There's nothing inherently offensive about that tweet and the obvious response is, "No, Paul Bissonnette, I would not do that."  But here's what else I did when I saw that tweet.  I looked up Bissonnette's salary for last season and saw a, by NHL standards, pretty low number of $625,000.  I cut 25% off of that.  I came up with a number that would have taken me 26.6 years at my last full-time job to reach.  Let me repeat that.  In one year, Bissonnette made what I would have made in 26.6 years.  I fully admit that that's not a fair way to look at the situation at all.  How much players make compared to me isn't the issue here.  But that's the way it is.  Fair or not, players need to be aware that many fans are just going to see their salaries and roll their eyes at even a hint of a woe is me attitude.

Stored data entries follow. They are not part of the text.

PR #4100, opened 2024-01-18
Fix creation of containing directories for files in tar packages

### LINKED ISSUE #4093: [Unprivileged] Upgrade broken due to permission issues
Upgrading an Elastic Agent that is installed with unprivileged fails to perform upgrade unless the tarball is built with the correct permissions.

`
Failed trigger upgrade of daemon: TarInstaller: creating file /opt/Elastic/Agent/data/elastic-agent-5b3535/package.version: open /opt/Elastic/Agent/data/elastic-agent-5b3535/package.version: permission denied
`

```
root@ogc-linux-arm64-ubuntu-2204-upgrade-cb2f:/opt/Elastic/Agent/data# ls -lh
total 8.0K
-rw------- 1 elastic-agent elastic-agent    0 Jan 17 18:37 agent.lock
drw-r----- 2 elastic-agent elastic-agent 4.0K Jan 17 18:37 elastic-agent-5b3535
drwxr-x--- 5 elastic-agent elastic-agent 4.0K Jan 17 18:37 elastic-agent-666fd7
```

The `elastic-agent-5b3535` is the extracted directory for the upgrade and it doesn't have the correct permissions. It should have the same permissions as `elastic-agent-666fd7`.

https://github.com/elastic/elastic-agent/blob/71c7cb3e51841f555f305dd373f86fe44cd5576a/internal/pkg/agent/application/upgrade/step_unpack.go#L217

Only applies a bitmask for `0770` meaning that the contents of the tarball have an a effect on the extracted contents.

pchila:
## What does this PR do?
This change fixes the creation of destination directories for file contained in a tar package.
If a file needs to be extracted to a destination directory that does not yet exist we create the necessary directories on the fly with permission `0750`.
If we encounter the same directories after the file, we fix the permissions according to what is specified in the tar archive

## Why is it important?
When running without superuser privileges we need to create a directory structure that has permissions that do not block access to the current user

## Checklist

- ~~[x] I have added tests that prove my fix is effective or that my feature works~~

## Author's Checklist

- [ ]

## Related issues

- Closes #4093

## Questions to ask yourself

- ...

### DIFF
--- a/internal/pkg/agent/application/upgrade/step_unpack_test.go
+++ b/internal/pkg/agent/application/upgrade/step_unpack_test.go
@@ -1,3 +1,7 @@
+// Copyright Elasticsearch B.V. and/or licensed to Elasticsearch B.V. under one
+// or more contributor license agreements. Licensed under the Elastic License;
+// you may not use this file except in compliance with the Elastic License.
+
 package upgrade
 
 import (
--- a/internal/pkg/agent/application/upgrade/step_unpack_test.go
+++ b/internal/pkg/agent/application/upgrade/step_unpack_test.go
@@ -16,7 +16,6 @@ import (
 	"github.com/stretchr/testify/assert"
 	"github.com/stretchr/testify/require"
 
-	"github.com/elastic/elastic-agent/internal/pkg/agent/application/paths"
 	"github.com/elastic/elastic-agent/pkg/core/logger"
 )
 
@@ -119,10 +118,8 @@ func TestUpgrader_unpack(t *testing.T) {
 		},
 	}
 	for _, tt := range tests {
-		prevTop := paths.Top()
 		t.Run(tt.name, func(t *testing.T) {
 			testTop := t.TempDir()
-			paths.SetTop(testTop)
 			testDataDir := filepath.Join(testTop, "data")
 			err := os.MkdirAll(testDataDir, 0o777)
 			assert.NoErrorf(t, err, "error creating initial structure %q", testDataDir)
@@ -134,13 +131,12 @@ func TestUpgrader_unpack(t *testing.T) {
 			archiveFile, err := tt.args.archiveGenerator(t, tt.args.archiveFiles)
 			require.NoError(t, err, "creation of test archive file failed")
 
-			got, err := u.unpack(tt.args.version, archiveFile)
+			got, err := u.unpack(tt.args.version, archiveFile, testDataDir)
 			if !tt.wantErr(t, err, fmt.Sprintf("unpack(%v, %v)", tt.args.version, tt.args.archiveGenerator)) {
 				return
 			}
 			assert.Equalf(t, tt.want, got, "unpack(%v, %v)", tt.args.version, tt.args.archiveGenerator)
 		})
-		paths.SetTop(prevTop)
 	}
 }
 
--- a/internal/pkg/agent/application/upgrade/step_unpack_test.go
+++ b/internal/pkg/agent/application/upgrade/step_unpack_test.go
@@ -1,0 +1,192 @@
+package upgrade
+
+import (
+	"archive/tar"
+	"compress/gzip"
+	"fmt"
+	"io"
+	"io/fs"
+	"os"
+	"path"
+	"path/filepath"
+	"strings"
+	"testing"
+	"time"
+
+	"github.com/stretchr/testify/assert"
+	"github.com/stretchr/testify/require"
+
+	"github.com/elastic/elastic-agent/internal/pkg/agent/application/paths"
+	"github.com/elastic/elastic-agent/pkg/core/logger"
+)
+
+const foo_component_spec = `
+version: 2
+inputs:
+  - name: foobar
+    description: "Foo input"
+    platforms:
+      - linux/amd64
+      - linux/arm64
+      - darwin/amd64
+      - darwin/arm64
+    outputs:
+      - elasticsearch
+      - kafka
+      - logstash
+    command:
+      args:
+        - foo
+        - bar
+        - baz
+`
+
+type fileType uint
+
+const (
+	REGULAR fileType = iota
+	DIRECTORY
+	SYMLINK
+)
+
+type files struct {
+	fType   fileType
+	path    string
+	content string
+	mode    fs.FileMode
+}
+
+func (f files) Name() string {
+	return path.Base(f.path)
+}
+
+func (f files) Size() int64 {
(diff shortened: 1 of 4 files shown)


internal/pkg/agent/application/upgrade/step_unpack_test.go
```diff
@@ -0,0 +1,192 @@
...
+			},
+			want:    "abcdef",
+			wantErr: assert.NoError,
+		},
+	}
+	for _, tt := range tests {
+		prevTop := paths.Top()
+		t.Run(tt.name, func(t *testing.T) {
+			testTop := t.TempDir()
+			paths.SetTop(testTop)
```
blakerouse, line 125: There was a race condition that @faec just fixed related to adjusting paths in tests. Would it be possible to just pass in the top directory into the unpack function. That way the test can use that directory versus changing a global.

blakerouse (changes requested):

internal/pkg/agent/application/upgrade/step_unpack_test.go
pchila: Removed the references to `paths.Data()` that required us to set `paths.Top()` in the unit test.

blakerouse (approved):
Looks good. Thanks for the change to remove the need for path adjustments in the unit tests.

cmacknz:
This should have a changelog entry shouldn't it? It's a bug fix. It's not one anyone is hitting today, that doesn't mean we shouldn't document the change.

internal/pkg/agent/application/upgrade/step_unpack_test.go
```diff
@@ -0,0 +1,197 @@
...
+	return f.fType == DIRECTORY
+}
+
+func (f files) Sys() any {
+	return nil
+}
+
+type createArchiveFunc func(*testing.T, []files) (string, error)
+
+func TestUpgrader_unpack(t *testing.T) {
```
cmacknz, line 89: 1. Thank you for this, this is great.
2. This test still passes if you take out the `os.Stat` call and associated logic


```diff
diff --git a/internal/pkg/agent/application/upgrade/step_unpack.go b/internal/pkg/agent/application/upgrade/step_unpack.go
index 4f5b0bd744..c7d8100335 100644
--- a/internal/pkg/agent/application/upgrade/step_unpack.go
+++ b/internal/pkg/agent/application/upgrade/step_unpack.go
@@ -10,7 +10,6 @@ import (
        "compress/gzip"
        "fmt"
        "io"
-       "io/fs"
        "os"
        "path/filepath"
        "runtime"
@@ -214,20 +213,20 @@ func untar(log *logger.Logger, version string, archivePath, dataDir string) (str
                case mode.IsDir():
                        log.Debugw("Unpacking directory", "archive", "tar", "file.path", abs)
                        // remove any world permissions from the directory
-                       _, err = os.Stat(abs)
-                       if errors.Is(err, fs.ErrNotExist) {
-                               if err := os.MkdirAll(abs, mode.Perm()&0770); err != nil {
-                                       return "", errors.New(err, "TarInstaller: creating directory for file "+abs, errors.TypeFilesystem, errors.M(errors.MetaKeyPath, abs))
-                               }
-                       } else if err != nil {
-                               return "", errors.New(err, "TarInstaller: stat() directory for file "+abs, errors.TypeFilesystem, errors.M(errors.MetaKeyPath, abs))
-                       } else {
-                               // set the appropriate permissions
-                               err = os.Chmod(abs, mode.Perm()&0o770)
-                               if err != nil {
-                                       return "", errors.New(err, fmt.Sprintf("TarInstaller: setting permissions %O for directory %q", mode.Perm()&0o770, abs), errors.TypeFilesystem, errors.M(errors.MetaKeyPath, abs))
-                               }
+                       // _, err = os.Stat(abs)
+                       // if errors.Is(err, fs.ErrNotExist) {
+                       if err := os.MkdirAll(abs, mode.Perm()&0770); err != nil {
+                               return "", errors.New(err, "TarInstaller: creating directory for file "+abs, errors.TypeFilesystem, errors.M(errors.MetaKeyPath, abs))
                        }
+                       // } else if err != nil {
+                       //      return "", errors.New(err, "TarInstaller: stat() directory for file "+abs, errors.TypeFilesystem, errors.M(errors.MetaKeyPath, abs))
+                       // } else {
+                       //      // set the appropriate permissions
+                       //      err = os.Chmod(abs, mode.Perm()&0o770)
+                       //      if err != nil {
+                       //              return "", errors.New(err, fmt.Sprintf("TarInstaller: setting permissions %O for directory %q", mode.Perm()&0o770, abs), errors.TypeFilesystem, errors.M(errors.MetaKeyPath, abs))
+                       //      }
+                       // }
                default:
                        return "", errors.New(fmt.Sprintf("tar file entry %s contained unsupported file type %v", fileName, mode), errors.TypeFilesystem, errors.M(errors.MetaKeyPath, fileName))
                }
(END)
```

```sh
go test ./internal/pkg/agent/application/upgrade/... -run TestUpgrader_unpack -count 1 -v
?       github.com/elastic/elastic-agent/internal/pkg/agent/application/upgrade/artifact/download/localremote     [no test files]
=== RUN   TestUpgrader_unpack
=== RUN   TestUpgrader_unpack/targz_with_file_before_containing_folder
--- PASS: TestUpgrader_unpack (0.00s)
    --- PASS: TestUpgrader_unpack/targz_with_file_before_containing_folder (0.00s)
PASS
ok      github.com/elastic/elastic-agent/internal/pkg/agent/application/upgrade 0.591s
```

pchila: The test passes because of the default 0750 permission when we create the directory on the fly (so we are able to write the file anyways). The code you removed is needed to restore permissions once we come across the directory in the tar archive, but that is not in the assertions. I will modify the test

pchila:
> This should have a changelog entry shouldn't it? It's a bug fix. It's not one anyone is hitting today, that doesn't mean we shouldn't document the change.
@cmacknz  not sure about the changelog as the change that introduced the issue is related to the unprivileged elastic-agent feature. Before such change, directories created on the fly would always have `0755` permissions and that would not be corrected if we encountered the directory with different permission later in the tar.gz archive. So a customer cannot have encountered the exact same bug in the released versions.
I added a changelog regardless as we improve on the previous behavior by fixing the permissions as specified in the tar.gz  (minus the world ones, which I think was the original intention of the unprivileged change)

As I was writing this, Krys Barch wrote a very long string of tweets about the lockout.  Puck Daddy collected the whole thing in an easy-to-read format here.  It's clearly heartfelt, if not at least partly alcohol-fueled, and I do appreciate that but again, I'm not getting to sympathy.  The NHL is extremely physically demanding and that's been very true for Barch.  I get that.  But players are also aware of those risks, get first-class medical attention, and are very well compensated.  I don't doubt that more players than we realize go on to other jobs after they retire, but I'm not moved by that at all.  One half to three-fourths of your peers will work for the next fifty years, Krys?  Well, la-di-freaking-da.  My mom raised 4 kids alone.  She didn't worry about getting ahead, she worried about keeping the power on every month.  She's a stone's throw from 70 and not anywhere near retirement.  Most of us out here in the stands will work into old age.  
 
I get that this is an emotional time for players.  They've been playing hockey since they could walk and now, when everything says hockey should be starting, it's not.  It's weird, I know.  They're potentially losing a year out of what will, for most, already be a short career.  But come on guys, try to have a little sense of the world around you.  You were already making a lot of money and player salaries have climbed over the last seven years in a way that none of our salaries have.  To you, there may be a big difference between you and the owners but from where I'm sitting you look the same.  You're wondering if Ted Leonsis is enjoying his vacation in one of his five homes, and I'm wondering why you can't get your family of almost four ahead on the 2.8 million you've already made.  I've known too many people who've been out of work over the last few years to be very moved by emotional appeals from players.  I had a friend whose husband was out of work for almost a year and a half and when their oldest child broke his arm it created a financial nightmare.  Most NHLers in that situation can write a check and call it a day.  And if they can't, I might feel even less sorry for them because they should probably be able to even at the NHL minimum.  
 
Social media can be an amazing tool, but I'm telling you, using it to release all your emotions about the lockout is a bad idea.  Using it to try to win fans' sympathy is a bad idea.  All you're going to do is turn off people who I think are mostly with you.  Put Twitter down and try to enjoy the fact that you have some extra time to play golf and hang out with your kids or that you can go play hockey at home for a while.  We'll be here when you get back but for now, man, I don't want to hear it.